O quintal

Quando mudamos para a casa onde moramos hoje, transformamos uma área de quase 30 metros quadrados de lajotas em um quintal. Foi a melhor coisa que fizemos na vida. Até os 30 anos eu só havia morado em apartamento. É verdade que durante a infância ia quase todos os dias à casa dos meus avós, que tem um quintal enorme. Mas isso não é a mesma coisa que morar numa casa com quintal. Quando casei, finalmente fui morar numa casa. Mas não tinha quintal, apenas um corredor e uma pequena área externa. E isso já era ótimo! Fizemos várias festas juninas deliciosas nesse pequeno espaço.

Mas foi só aos 50 que cheguei nesta casa e fizemos o quintal. No começo, apenas um pedaço de terra dura. Logo chegou a grama. E no meio dela uma outra espécie de grama, pra lá de especial. Uma grama que veio do gramado do antigo Palestra Italia. Foi um presente de natal que dei pra minha mãe muitos anos atrás e que acabou vindo para cá. É o Palmeiras dentro da minha casa! Também veio da minha mãe a pitangueira, que estava em um vaso e foi libertada aqui. Depois ganhamos uma muda de mirra (não, não é aquela dos reis magos, mas é super perfumada e as abelhas adoram). Do mesmo amigo querido ganhamos também uma caixa de abelhas jataí que, obviamente, moram no quintal. Plantamos manjericão, minirrosas, alecrim, boldo, lavanda, babosa, couve, batata-doce, abacaxi e um limoeiro. O limoeiro foi plantado desde a semente, virou uma mudinha, foi pro chão. Agora, depois de uns três anos, ele está dando os primeiros limões, que estão lá no pé, amadurecendo pra virarem caipirinha. E tem também as orquídeas, que encontraram um cantinho e um tronco que as fez felizes e o manacá, que floresce lindo mesmo no vaso. A erva-cidreira, pra fazer chá e lembrar das viagens pra Águas de Lindoia na infância.

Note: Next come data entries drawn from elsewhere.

PR #4926, opened 2026-09-04
Sigenergy: redact accessToken from the MQTT publish log line

### LINKED ISSUE #4920: Sigenergy: MQTT accessToken logged in plaintext
## Description

`SigenergyComponent._publish_mqtt()` logs the full MQTT payload dict, including the plaintext `accessToken` used as the MQTT password. This token is written to the app log on every mode-switch and battery command.

https://github.com/springfall2008/batpred/blob/main/apps/predbat/sigenergy.py#L1037

```python
await client.publish(topic, payload=json.dumps(payload_dict), qos=1)
self.log("SigenergyAPI: MQTT published to {} - {}".format(topic, payload_dict))
```

Both callers put a live `accessToken` directly into `payload_dict` before it reaches this log line:

- `set_operating_mode()` — https://github.com/springfall2008/batpred/blob/main/apps/predbat/sigenergy.py#L884-L888
- `send_battery_command()` — https://github.com/springfall2008/batpred/blob/main/apps/predbat/sigenergy.py#L1102-L1110

Example log output (token redacted here, but not in the real log):

```
SigenergyAPI: MQTT published to openapi/instruction/command - {'accessToken': '<REDACTED>', 'commands': [{'systemId': '...', 'activeMode': 'selfConsumption', 'startTime': 1788373857, 'duration': 720}]}
```

Since this fires on every export/charge mode change, the same live token ends up in the log repeatedly, in plaintext, for as long as it's valid.

## Suggested fix

Redact known-sensitive keys before logging the payload, e.g. mirroring the existing pattern in `deye.py`/`deye_const.py` (`DEYE_DEBUG_REDACT_KEYS` + `DeyeAPI.redact()`), which already masks `accessToken`/`refreshToken`/`password`/etc. for the Deye integration:

https://github.com/springfall2008/batpred/blob/main/apps/predbat/deye_const.py#L110
https://github.com/springfall2008/batpred/blob/main/apps/predbat/deye.py#L185

## Impact

Anyone with read access to a Predbat instance's logs (log files, log aggregation, support bundles, etc.) can extract a live Sigenergy `accessToken` and use it to issue commands against the account's Sigenergy system(s) until the token expires/rotates.

springfall2008:
This is an automated draft PR generated from issue #4920 — a maintainer should review it before merging.

Fixes #4920

## Summary

`SigenergyAPI._publish_mqtt()` logged the full command payload dict, which both callers (`set_operating_mode()` and `send_battery_command()`) populate with the live `accessToken` — the same token used as the MQTT broker password. Since MQTT commands fire on every mode switch and battery command, the token landed in the app log in plaintext, repeatedly, for as long as it was valid.

This adds a `SigenergyAPI.redact()` static method and a `SIGENERGY_LOG_REDACT_KEYS` tuple, mirroring the existing `DeyeAPI.redact()` / `SunsynkAPI.redact()` pattern the report pointed at, and applies it to the one leaking log line. Redaction is log-only — the real token still goes to the broker on the wire. `redact()` recurses into dicts and lists because the battery command payload nests its per-system commands one level down inside a list.

Scope is deliberately limited to that log line: the other token paths were checked and are clean today — the subscription publishes (`sigenergy.py:1465`) log only a count, `get_access_token()` logs only `code`/`msg`/`expiresIn`, and `_request()` sends the token in the `Authorization` header rather than in the `params`/`json_data` it logs.

## Testing

- `tools/triage_test.sh sigenergy` — all Sigenergy tests pass, including two new ones:
  - `test_sigenergy_redact` — masking at top level and nested inside a list, every key in the redact list, and scalar/list/None passthrough.
  - `test_sigenergy_publish_mqtt_redacts_token` — the broker still receives the real token while the log line contains `<redacted>` and not the token, non-credential payload content (`systemId`) is still logged, and the caller's payload dict is not mutated.
- Confirmed the new test is not vacuous: with the redaction call reverted it fails with `Token must not appear in the log`, and passes again once restored.
- `coverage/run_pre_commit` — all hooks pass (ruff, black, cspell, markdownlint) and the quick test suite is green.

### DIFF
--- a/apps/predbat/sigenergy.py
+++ b/apps/predbat/sigenergy.py
@@ -146,6 +146,11 @@ SIGENERGY_MQTT_TOPIC_ALARM = "openapi/alarm/{app_key}/{system_id}"      # alarm 
 SIGENERGY_MQTT_TOPIC_COMMAND = "openapi/instruction/command"            # battery command publish
 SIGENERGY_MQTT_TOPIC_MODE = "openapi/instruction/mode"                  # V1 operating mode switch (MQTT)
 
+# Payload keys masked before a payload is written to the log. The MQTT command payloads
+# carry the live accessToken (it doubles as the MQTT broker password), and Predbat logs are
+# routinely pasted into GitHub issues, so anything credential-bearing has to be masked first.
+SIGENERGY_LOG_REDACT_KEYS = ("accessToken", "refreshToken", "appKey", "appSecret", "password", "token", "key")
+
 # Operating mode enums (REST mode switch endpoint — MSC and FFG only; NBI is not used)
 SIGENERGY_MODE_MSC = 0   # Maximum Self-Consumption (eco)
 SIGENERGY_MODE_FFG = 5   # Fully Feed-in to Grid
@@ -1020,6 +1025,20 @@ class SigenergyAPI(ComponentBase):
         self._tls_context = tls_context
         return tls_context
 
+    @staticmethod
+    def redact(payload):
+        """Return payload with credential-bearing keys masked, for safe logging.
+
+        Recursive over dicts and lists, as deye.py's and sunsynk.py's redact are: the MQTT
+        command payload nests its per-system commands one level down inside a list, so a
+        top-level-only rewrite would still leak anything a future payload carries there.
+        """
+        if isinstance(payload, dict):
+            return {key: ("<redacted>" if key in SIGENERGY_LOG_REDACT_KEYS else SigenergyAPI.redact(value)) for key, value in payload.items()}
+        if isinstance(payload, list):
+            return [SigenergyAPI.redact(value) for value in payload]
+        return payload
+
     async def _publish_mqtt(self, topic, payload_dict):
         """Publish a JSON payload to the Sigenergy MQTT broker.
 
@@ -1047,7 +1066,7 @@ class SigenergyAPI(ComponentBase):
                 keepalive=30,
             ) as client:
                 await client.publish(topic, payload=json.dumps(payload_dict), qos=1)
-            self.log("SigenergyAPI: MQTT published to {} - {}".format(topic, payload_dict))
+            self.log("SigenergyAPI: MQTT published to {} - {}".format(topic, self.redact(payload_dict)))
             return True
         except Exception as e:
             self.log("Warn: SigenergyAPI: MQTT publish to {} failed: {}".format(topic, e))
--- a/apps/predbat/sigenergy.py
+++ b/apps/predbat/sigenergy.py
@@ -1033,7 +1033,7 @@ class SigenergyAPI(ComponentBase):
         Sigenergy MQTT command payloads nest per-system commands one level down inside a list,
         so a top-level-only rewrite would still leak anything a future payload carries there.
         Tuples are included because json.dumps() serialises tuples as JSON arrays.
-        Sets/frozensets are handled for log safety, even though json.dumps() does not
+        Sets/frozen sets are handled for log safety, even though json.dumps() does not
         serialise them by default.
         """
         if isinstance(payload, dict):
--- a/apps/predbat/sigenergy.py
+++ b/apps/predbat/sigenergy.py
@@ -1029,12 +1029,12 @@ class SigenergyAPI(ComponentBase):
     def redact(payload):
         """Return payload with credential-bearing keys masked, for safe logging.
 
-        Recursive over dicts, lists, tuples and sets, as deye.py's and sunsynk.py's redact are
-        over dicts and lists: the MQTT command payload nests its per-system commands one level
-        down inside a list, so a top-level-only rewrite would still leak anything a future
-        payload carries there. Sequences beyond list are covered because json.dumps() serialises
-        tuples and sets as JSON arrays too — redacting only lists would let a tuple-shaped
-        payload be published as an array yet logged unmasked.
+        Recursive over dicts and common sequences. DeyeAPI/SunsynkAPI recurse over dicts + lists;
+        Sigenergy MQTT command payloads nest per-system commands one level down inside a list,
+        so a top-level-only rewrite would still leak anything a future payload carries there.
+        Tuples are included because json.dumps() serialises tuples as JSON arrays.
+        Sets/frozensets are handled for log safety, even though json.dumps() does not
+        serialise them by default.
         """
         if isinstance(payload, dict):
             return {key: ("<redacted>" if key in SIGENERGY_LOG_REDACT_KEYS else SigenergyAPI.redact(value)) for key, value in payload.items()}
--- a/apps/predbat/sigenergy.py
+++ b/apps/predbat/sigenergy.py
@@ -471,7 +471,7 @@ class SigenergyAPI(ComponentBase):
             "Content-Type": "application/json",
         }
 
-        self.log("Requesting {} {} with params={} json={}".format(method, path, params, json_data))
+        self.log("Requesting {} {} with params={} json={}".format(method, path, self.redact(params), self.redact(json_data)))
 
         for attempt in range(retries):
             await self._enforce_rate_limit()
@@ -513,7 +513,7 @@ class SigenergyAPI(ComponentBase):
                             self.log("Warn: SigenergyAPI: Failed to decode response from {}: {}".format(path, e))
                             return None
 
-                        self.log("SigenergyAPI: Response from {} {}: {}".format(method, path, body))
+                        self.log("SigenergyAPI: Response from {} {}: {}".format(method, path, self.redact(body)))
 
                         code = body.get("code", -1)
                         if code != 0:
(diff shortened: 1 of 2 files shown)


apps/predbat/sigenergy.py
```diff
@@ -146,6 +146,11 @@
 SIGENERGY_MQTT_TOPIC_COMMAND = "openapi/instruction/command"            # battery command publish
 SIGENERGY_MQTT_TOPIC_MODE = "openapi/instruction/mode"                  # V1 operating mode switch (MQTT)
 
+# Payload keys masked before a payload is written to the log. The MQTT command payloads
+# carry the live accessToken (it doubles as the MQTT broker password), and Predbat logs are
+# routinely pasted into GitHub issues, so anything credential-bearing has to be masked first.
+SIGENERGY_LOG_REDACT_KEYS = ("accessToken", "refreshToken", "appKey", "appSecret", "password", "token", "key")
```
springfall2008, line 152: **Same bug class on the inbound path — the topic embeds `app_key` and the listener logs it raw.**

The listener logs the full `topic_str` on every received message (`sigenergy.py:1521`) and in the non-JSON warning (`sigenergy.py:1507`), and those topics embed `app_key` (`SIGENERGY_MQTT_TOPIC_CHANGE/PERIOD/ALARM`, `sigenergy.py:148-150`) — a key this very list classifies as credential-bearing (it is the MQTT broker username and half of the base64 login key). So a user pasting a debug log still leaks it on every inbound line; the fix covers only the outbound publish line.

Worth either `redact()`-ing the topic (or the format args) in those two listener lines as part of this PR, or an explicit follow-up. The CLI tools (`test_sigenergy_api`, `test_mqtt_connection`) deliberately print only a 10-char `app_key` prefix, but the listener lines print the full topic.

Separately: the `key`/`token` catch-alls here will mask benign diagnostic fields in what is often the only log line for debugging a broker-side rejection (an alarm/instruction entry carrying a literal `key` id renders as `<redacted>`), while the match is case-exact, so a snake_case `access_token` variant would slip through. Sibling lists cover both directions (Deye adds `tokenHash`; Sunsynk covers snake_case plus `Authorization`/`sign`). Worth a conscious decision on both edges.

apps/predbat/sigenergy.py
```diff
@@ -1047,7 +1066,7 @@ async def _publish_mqtt(self, topic, payload_dict):
                 keepalive=30,
             ) as client:
                 await client.publish(topic, payload=json.dumps(payload_dict), qos=1)
-            self.log("SigenergyAPI: MQTT published to {} - {}".format(topic, payload_dict))
+            self.log("SigenergyAPI: MQTT published to {} - {}".format(topic, self.redact(payload_dict)))
```
springfall2008, line 1072: `redact()` now guards exactly one log line. `_request()` still logs `params`/`json_data` verbatim (`sigenergy.py:474`) and the full parsed response body (`sigenergy.py:530`) — both clean today (no current caller passes a credential, no current body carries one, and the token goes in the `Authorization` header which is never logged), but any future endpoint that accepts or echoes a token-bearing body re-opens the leak through a site the new invariant doesn't cover.

Applying `redact()` at those two lines too (or routing all payload/body logging through one helper) would make the guarantee hold by construction rather than by call site — this is the same bandaid pattern that regressed once already in a sibling integration.

apps/predbat/sigenergy.py
```diff
@@ -1020,6 +1025,20 @@ def _build_tls_context(self):
...
+
+        Recursive over dicts and lists, as deye.py's and sunsynk.py's redact are: the MQTT
+        command payload nests its per-system commands one level down inside a list, so a
+        top-level-only rewrite would still leak anything a future payload carries there.
+        """
+        if isinstance(payload, dict):
+            return {key: ("<redacted>" if key in SIGENERGY_LOG_REDACT_KEYS else SigenergyAPI.redact(value)) for key, value in payload.items()}
+        if isinstance(payload, list):
+            return [SigenergyAPI.redact(value) for value in payload]
+        return payload
```
springfall2008, line 1043: Minor latent edge: this branch recurses `list` only, but `json.dumps()` serialises tuples as JSON arrays too — so a future payload with `{"commands": ({...},)}` would be *published* as an array yet *logged* unmasked, silently breaking the "redaction is log-only, content-equal" assumption. Cheap fix: accept any non-str/bytes sequence.

Also worth noting this is now the fourth hand-rolled `redact` copy (deye, sunsynk, alphaess — the last non-recursive) with four independently-drifting key tuples; a single parameterised helper in `utils.py` next to `mask_secret_args` would make the next integration correct by default. Not a blocker for this PR, which deliberately mirrors the existing pattern.

apps/predbat/tests/test_sigenergy.py
```diff
@@ -1343,6 +1343,66 @@ def test_sigenergy_publish_mqtt_success(my_predbat):
...
+    assert redacted["accessToken"] == "<redacted>", "accessToken masked"
+    assert redacted["systemId"] == "SIG1", "Non-credential key untouched"
+
+    # Nested inside a list, as the battery command payload nests its commands
+    nested = SigenergyAPI.redact({"commands": [{"systemId": "SIG1", "password": "hunter2"}]})
+    assert nested["commands"][0]["password"] == "<redacted>", "Credential masked inside a nested list"
+    assert nested["commands"][0]["systemId"] == "SIG1", "Nested non-credential key untouched"
+
+    # Every documented credential key is covered
+    for key in ("accessToken", "refreshToken", "appKey", "appSecret", "password", "token", "key"):
```
springfall2008: Two test-strength gaps:

1. This loop re-hardcodes the 7-key tuple instead of importing `SIGENERGY_LOG_REDACT_KEYS`, so a key *added* to the constant later is silently untested — the "every documented credential key is covered" guarantee only holds for today's snapshot. Iterating the constant closes that.

2. The nesting case covered is dict-in-list; dict-in-dict (`{"outer": {"accessToken": "x"}}`) never exercises the dict-value recursion branch, so deleting that recursion would leave the suite green. One added case covers it.

apps/predbat/tests/test_sigenergy.py
```diff
@@ -1343,6 +1343,66 @@ def test_sigenergy_publish_mqtt_success(my_predbat):
...
+def test_sigenergy_publish_mqtt_redacts_token(my_predbat):
+    """Test _publish_mqtt keeps the live token on the wire but masks it in the log (#4920)."""
+    failed = False
+    api = MockSigenergyAPI()
+    api.access_token = "tok123"
+    api.mqtt_host = "openapi-eu.sigencloud.com" # cspell:disable-line
+    api.mqtt_port = 8883
+
+    mock_client = _make_mock_aiomqtt_client()
+    payload = {"accessToken": "live-secret-token", "commands": [{"systemId": "SIG1", "activeMode": "charge"}]}
```
springfall2008: The nested `commands[0]` here carries no credential key, so both tests would stay green if `_publish_mqtt` regressed to a *top-level-only* redaction — yet the exact shape of the #4920 bug (a credential nested inside `commands`) is never asserted through the publish path; `test_sigenergy_redact` covers nesting but tests the function directly, not the wiring. Adding e.g. a `"password"` to `commands[0]` and asserting it is masked in the published log line closes that gap.

Minor: `topic` is unpacked from `mock_client.publishes[0]` but never asserted (the sibling `publish_mqtt_success` test does assert it), so a topic swap would also pass this test.

apps/predbat/sigenergy.py
springfall2008: Automated reply from the triage bot (pr-cleanup).

Fixed in 0b92ad00: both listener lines now log a `safe_topic` with `app_key` masked (`topic_str.replace(self.app_key, "<redacted>")`, computed once after topic parsing and used for the non-JSON warning and the message line). I redacted only the topic, not the `value_dict` format arg, on purpose: inbound `value` payloads are device telemetry, and running them through `redact()` would amplify the over-masking problem flagged below onto every inbound state log line for no credential risk.

On the two edges of the key list — conscious decision, unchanged: the catch-alls stay, because the failure direction is asymmetric (a benign field rendering as `<redacted>` costs one diagnostic detail; a missed credential leaks it permanently), and case-exact matching stays to mirror the sibling integrations (deye/sunsynk are also exact-match). Verified the Sigenergy API is camelCase throughout (`accessToken`/`refreshToken` in the login/refresh responses, camelCase in the value dicts), so the snake_case variant has no live path here. Worth revisiting only if the shared-helper refactor in the third thread ever lands.

apps/predbat/sigenergy.py
springfall2008: Automated reply from the triage bot (pr-cleanup).

Done in 0b92ad00: both `_request()` sites now route through `redact()` — the `Requesting ... params=... json=...` line redacts `params` and `json_data`, and the `Response from ...` line redacts the parsed body. That covers the future-endpoint case: if any caller ever passes or echoes a token-bearing body, the log stays safe without a new call site having to remember.

Note the "clean today" assessment still holds after re-checking: `get_access_token()` builds its own raw `aiohttp` session and never logs the `{"key": base64(AppKey:AppSecret)}` payload, so no current `_request()` caller passes a credential — this change makes the invariant hold by construction rather than fixing an active leak.

Covered by a new registered test `test_sigenergy_request_log_redacts_credentials`, which calls `_request()` with a credential in `params`, in `json_data`, and in the mocked response body, and asserts each is `<redacted>` in the log while non-credential content survives. (The test patches `SIGENERGY_MIN_REQUEST_INTERVAL` to 0 so it doesn't sleep through the 10 req/min limiter.)

The shared-helper idea is noted but not part of this PR, same as the fourth thread.

apps/predbat/sigenergy.py
springfall2008: Automated reply from the triage bot (pr-cleanup).

Fixed in 0b92ad00: the recursion branch now accepts `(list, tuple, set, frozenset)` and returns a list, so any sequence `json.dumps()` would serialise as a JSON array is redacted before logging. Docstring updated to state why (publish-as-array/log-unmasked divergence), and `test_sigenergy_redact` gained a tuple case (`{"commands": ({"password": ...},)}` asserted masked).

Agreed the shared parameterised helper in `utils.py` is the right eventual shape — that's now four drifting copies across integrations — but as noted it's out of scope for this PR, which deliberately follows the existing per-integration pattern.

apps/predbat/tests/test_sigenergy.py
springfall2008: Automated reply from the triage bot (pr-cleanup).

Both closed in 0b92ad00:

1. The loop now iterates the imported `SIGENERGY_LOG_REDACT_KEYS` constant (with a comment stating that keys added later are automatically covered) instead of a re-hardcoded tuple.

2. Added a dict-in-dict case asserting `{"outer": {"accessToken": "x"}}` masks the nested value — so deleting the dict-value recursion branch now fails the suite.

apps/predbat/tests/test_sigenergy.py
springfall2008: Automated reply from the triage bot (pr-cleanup).

Both closed in 0b92ad00:

1. `commands[0]` in the publish-path test now carries a `password` (with a comment saying it mirrors the shape of the #4920 leak), and the test asserts both that the broker still receives the nested value and that it is absent from the published log line — a regression to top-level-only redaction now fails the test, not just the direct-function one.

2. `topic` is now asserted to equal `openapi/instruction/command`.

Nem só de plantas vive um quintal. Além das nossas jataís, temos a visita de várias outras abelhas. As apis, que adoram as flores do manjericão, e as mandaguari, que se apossaram do bebedouro dos beija-flores, são as que eu consigo identificar. Recentemente um (ou uma?) sabiá-barranco fez ninho numa pilastra da edícula. A saíra-cinza finalmente resolveu dar as caras, agora que as pitangas estão maduras. Nunca veio para comer as bananas e o mamão que tantas vezes colocamos lá para atrair aves. A corruíra adora a mirra e eu adoro o canto dela. E tem também a cambacica, que tem uma técnica incrível para tomar água no bebedouro sem voar parada no ar como fazem o beija-flor, os helicópteros e o Dadá Maravilha.

À noite aparecem uns morceguinhos, o que me deixa bastante aflita. Sim, eu sei que eles são polinizadores, inofensivos e tal, mas… são morcegos! Eles ficando lá e eu aqui, vá lá. Outra visitante ocasional que mantendo uma civilizada distância, tudo bem, mas sem aproximações, por favor, é uma fêmea de gambá. E bem quietinhas na sua caixa ficam as minhocas da compostagem. Essa é outra coisa genial: aproveitar o resíduo dos alimentos para fazer compostagem e adubar o jardim. É, o limoeiro e a pitangueira só começaram a dar frutos depois que começamos a adubá-los com o fertilizante da compostagem.

Nosso quintal é um espaço de contemplação, de curtição — tomar sol e banho de chuveirão —, de trabalho. Afinal, tem grama pra cortar, planta pra podar, regar e adubar, bebedouro pra limpar e abastecer. E a gente vai observando e entendendo o tempo das coisas. A gente espera a florada da mirra no inverno, que é um espetáculo, espera a orquídea abrir, espera o manjericão crescer, espera o limão amadurecer, espera pra ver se a sabiá vai mesmo botar seus ovos no ninho. E cada acontecimento desses é uma alegria.